Y lo peor es que lo ves pasar en tiempo real. Sabes que te estás alejando. Sabes que la otra persona lo está notando. Sabes que si no haces algo, la relación se va a resentir. Pero no puedes evitarlo. Es como intentar frenar un coche sin frenos. Ves el muro, pero no tienes con qué parar.
Mira, te lo digo por experiencia: he perdido amistades por esto. No porque no me importaran. No porque les hiciera algo malo. Simplemente porque desaparecí durante meses y cuando quise volver, el daño ya estaba hecho.
Lo que nadie te dice sobre la necesidad de desconectar
Hay una diferencia enorme entre elegir estar solo y necesitar estar solo de forma urgente y sin previo aviso.
La primera es sana. Te apetece un día tranquilo, te lo coges, recarga pilas, vuelves.
La segunda no es una elección. Es una reacción de supervivencia. Tu cerebro está tan sobrecargado de estímulos que la única forma de no explotar es cortarlo todo de raíz. Y eso incluye a las personas que más quieres.
Lo jodido es que precisamente a esas personas es a las que más les afecta. Porque un conocido ni lo nota. Pero tu pareja, tu mejor amigo, tu familia - esos sí lo notan. Y no entienden por qué de repente has dejado de estar presente.
Imagina que tienes un móvil con la batería al 3%. ¿Qué hace? Entra en modo ahorro de energía. Apaga funciones. Reduce brillo. Desactiva apps en segundo plano. Pues tu cerebro hace exactamente lo mismo. Y las relaciones sociales son de las primeras apps que se apagan. Porque consumen mucha energía.

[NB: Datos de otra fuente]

PR #2764, opened 2023-03-21
fix #2753 add support for RHEL binary compatible distros to the install script

### LINKED ISSUE #2753: Add support for Rockylinux and Almalinux in the linux installer script splunk-otel-collector.sh
Would it be possible to add support for rockylinux and almalinux in the linux installer script: splunk-otel-collector.sh ?

Currently we get an error message when trying to install splunk-otel-collector on rockylinux

williake:
Added check for RHEL binary compatible distros to the installation script such that the splunk-otel-collector can be installed with the script on distros such as Almalinux, Rockylinux and Scientific Linux

### DIFF
--- a/internal/buildscripts/packaging/installer/install.sh
+++ b/internal/buildscripts/packaging/installer/install.sh
@@ -565,35 +565,35 @@ install() {
       ;;
     *)
       case "$distro_like" in
-      *rhel*)
-        if [ -z "$distro_version" ]; then
-          echo "The distribution version could not be determined" >&2
-          exit 1
-        fi
-        install_yum_package "libcap"
-        if [ "$skip_collector_repo" = "false" ]; then
-          install_collector_yum_repo "$stage"
-        fi
-        install_yum_package "splunk-otel-collector" "$collector_version"
-        if [ -n "$td_agent_version" ]; then
-          if [ "$skip_fluentd_repo" = "false" ]; then
-            install_td_agent_yum_repo "$td_agent_version"
+        *rhel*)
+          if [ -z "$distro_version" ]; then
+            echo "The distribution version could not be determined" >&2
+            exit 1
           fi
-          install_yum_package "td-agent" "$td_agent_version"
-          if command -v yum >/dev/null 2>&1; then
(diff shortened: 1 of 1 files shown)


internal/buildscripts/packaging/installer/install.sh
```diff
@@ -28,6 +28,13 @@ get_distro() {
   echo "$distro"
 }
 
+get_distro_like() {
```
jeffreyc-splunk, line 31: To avoid redundancy with the installation/uninstallation steps below, maybe we can just update the `get_distro` function for `ID_LIKE`?  Something like:
```
 get_distro() {
   local distro="$(. /etc/os-release 2>/dev/null && echo ${ID:-} || true)"
+  local distro_like="$(. /etc/os-release 2>/dev/null && echo ${ID_LIKE:-} || true)"
+  case "$distro_like" in
+    *rhel*)
+      distro="rhel"
+      ;;
+  esac
 
   echo "$distro"
 }
```

williake: Good idea! I agree with your proposed changes. There is less code that has to be changed and less duplicate code

aunshc:
@williake @jeffreyc-splunk my understanding is ScientificLinux is on maintenance support (ending in June 2024). To clarify the versions for RockyLinux and AlmaLinux, would 8.0+ be supported?

jeffreyc-splunk:
> @williake @jeffreyc-splunk my understanding is ScientificLinux is on maintenance support (ending in June 2024). To clarify the versions for RockyLinux and AlmaLinux, would 8.0+ be supported?

@aunshc The changes would support all RHEL-like distros 7 and newer.

jeffreyc-splunk:
> I'm absolutely leaning towards merging this but want to be careful.

I think we should wait for input from @aunshc about whether or not we want to "officially" support all RHEL-like distros.

aunshc:
We will be not moving forward with support with this PR at the moment based on existing business context and requirements. @williake please can you create an IDEA at [ideas.splunk.com](http://ideas.splunk.com/) for this request? Thanks!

¿Y si no eres frío sino que tu cerebro funciona con otras reglas?
Esto tiene un patrón que se repite mucho en personas con dificultades de regulación atencional.
El cerebro que funciona así no procesa los estímulos sociales de la misma manera que la mayoría. No es que no sienta. Es que siente demasiado, procesa a toda velocidad, y se quema antes. Y cuando se quema, se retira. Sin negociación.

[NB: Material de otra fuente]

Issue #2536, opened 2023-02-06
Support file inclusion in the config in the same way that community Collector does


tigrannajaryan:
The Otel Collector [allows including files](https://opentelemetry.io/docs/collector/configuration/) from the config, e.g.:

```yaml
receivers:
  otlp:
    protocols:
      grpc:

exporters: ${file:receivers.yaml}

service:
  extensions: [ ]
  pipelines:
    traces:
      receivers:  [ otlp ]
      processors: [  ]
      exporters:  [ otlp ]
```

This does not work with Splunk distro of the Collector.

rmfitzpatrick:
This is currently available with the include config source: https://github.com/signalfx/splunk-otel-collector/tree/main/internal/configsource/includeconfigsource

```
config_sources:
  include:

receivers:
  otlp:
    protocols:
      grpc:

exporters: ${include:exporters.yaml}
```

However, we should support this by reconciling the different config managers so that known schemes are forwarded to the registered file provider: https://github.com/signalfx/splunk-otel-collector/blob/f9bb21e8d82303fd42906e9553ca4b45c58d526f/cmd/otelcol/main.go#L97

tigrannajaryan:
It is good that we have an equivalent feature. I think it is also important to avoid diverging / to converge on both source code and how it is used in the config (e.g. `file` vs `include`).

rmfitzpatrick:
This should be resolved by https://github.com/signalfx/splunk-otel-collector/pull/2893

rmfitzpatrick:
Resolved by https://github.com/signalfx/splunk-otel-collector/commit/70b75c75a2d99f9c968fc1f2fec01ce5f0a6fa84

PR #2893, opened 2023-03-29
Refactor config sources into provider wrapper and support all service providers

rmfitzpatrick:
These changes get us closer to reconciling the original config sources and manager with the core resolver and providers that were based on them. In the process they remove unused/unnecessary fields and method requirements for the config source interfaces along with some general renaming to help with accuracy/maintainability. They also add support for existing service confmap.Provider's that would otherwise require settings declarations in our config without upstream equivalents, resolving https://github.com/signalfx/splunk-otel-collector/issues/2536.


tests/testutils/testcase.go
```diff
@@ -231,27 +231,34 @@ func (t *Testcase) ShutdownOTLPReceiverSink() {
 }
 
 func GetCollectorImageOrSkipTest(t testing.TB) string {
-	image := os.Getenv("SPLUNK_OTEL_COLLECTOR_IMAGE")
-	if strings.TrimSpace(image) == "" {
+	image := getCollectorImage()
```
rmfitzpatrick, line 234: I'm going to open another PR w/ the helper changes this branch uses.

rmfitzpatrick: https://github.com/signalfx/splunk-otel-collector/pull/2895

tests/general/testdata/resource_metrics/incompat_env_config_source_labels.yaml
```diff
@@ -10,21 +10,21 @@ resource_metrics:
               state: used
               single-dollar: an-envvar-value-suffix
               single-dollar-no-curly-braces: prefix-an-envvar-value
-              double-dollar: ${env:AN_ENVVAR}-suffix
```
rmfitzpatrick, line 13: Because of https://github.com/open-telemetry/opentelemetry-collector/pull/7055 I think this is now guaranteed to be expanded by the upstream provider. Existing compatibility persists in the non-`${env:..}` case.

internal/confmapprovider/configsource/provider.go
```diff
@@ -0,0 +1,165 @@
...
+	return factories
+}()
+
+type Hook interface {
+	OnNew()
+	OnRetrieve(scheme string, retrieved map[string]any)
+	OnShutdown()
+}
+
+type Provider interface {
```
pmcollins, line 57: Can we make this easier to understand for reviewers and maintainers? Looks like this interface is called Provider, its method is called Provider, and the method accepts a Provider and returns a Provider :). Do we need the interface -- it seems like the only implementer is ProviderWrapper (which is exported). And can we rename the `Provider` function to `WrapProvider` (or something) if that's what it does?

rmfitzpatrick: It's a `configsource.Provider` that takes a `confmap.Provider` and returns a `confmap.Provider`. I initially named the method `Wrap` but thought there were too many "wrap" prefixes so relied on the package name to help differentiate. The interface is helpful imo to help keep the surface area minimal while allowing changes to the implementation. Went ahead and unexported the implementation since the `confmap.Provider` is what's important. Also updated to use the clearer method name and added some doc comments.

pmcollins (approved):
Thanks for doing this.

En adultos con TDAH, esto es especialmente frecuente. La sobreestimulación social es uno de esos síntomas que nadie te cuenta porque no aparece en los folletos. No es hiperactividad. No es distracción. Es una fatiga emocional y social que te hace retirarte justo de donde más necesitas estar.
Y no, no lo estoy diagnosticando. Si esto te suena demasiado, eso es tema de un profesional.
Pero sí te digo una cosa: saber que tu cerebro funciona así cambia el juego. Porque dejas de pensar "soy una mala persona" y empiezas a pensar "necesito gestionar mi energía social de otra manera".
¿Qué puedes hacer cuando sientes que necesitas alejarte?
No te voy a dar la solución mágica porque no la hay. Pero hay algo que a mí me ha ayudado más que cualquier otra cosa: explicarlo antes de que pase.
O sea, decirle a la gente que te importa: "oye, a veces necesito desconectar y no tiene nada que ver contigo. Si desaparezco unos días, no es que pase de ti. Es que mi cabeza necesita un reset".
Parece una tontería, pero la diferencia entre desaparecer sin aviso y desaparecer habiendo explicado el patrón es brutal. Porque la otra persona sigue sin entenderlo del todo, pero al menos no se lo toma como algo personal.
Y la otra cosa que ayuda es aceptar que esto le cuesta a más gente de la que piensas. No eres el único que se aleja sin motivo. No eres el único que pierde relaciones por agotamiento social. Es más común de lo que parece, y reconocerlo es el primer paso para dejar de machacarte por ello.
Porque machacarte no te va a hacer más sociable. Solo te va a hacer sentir peor.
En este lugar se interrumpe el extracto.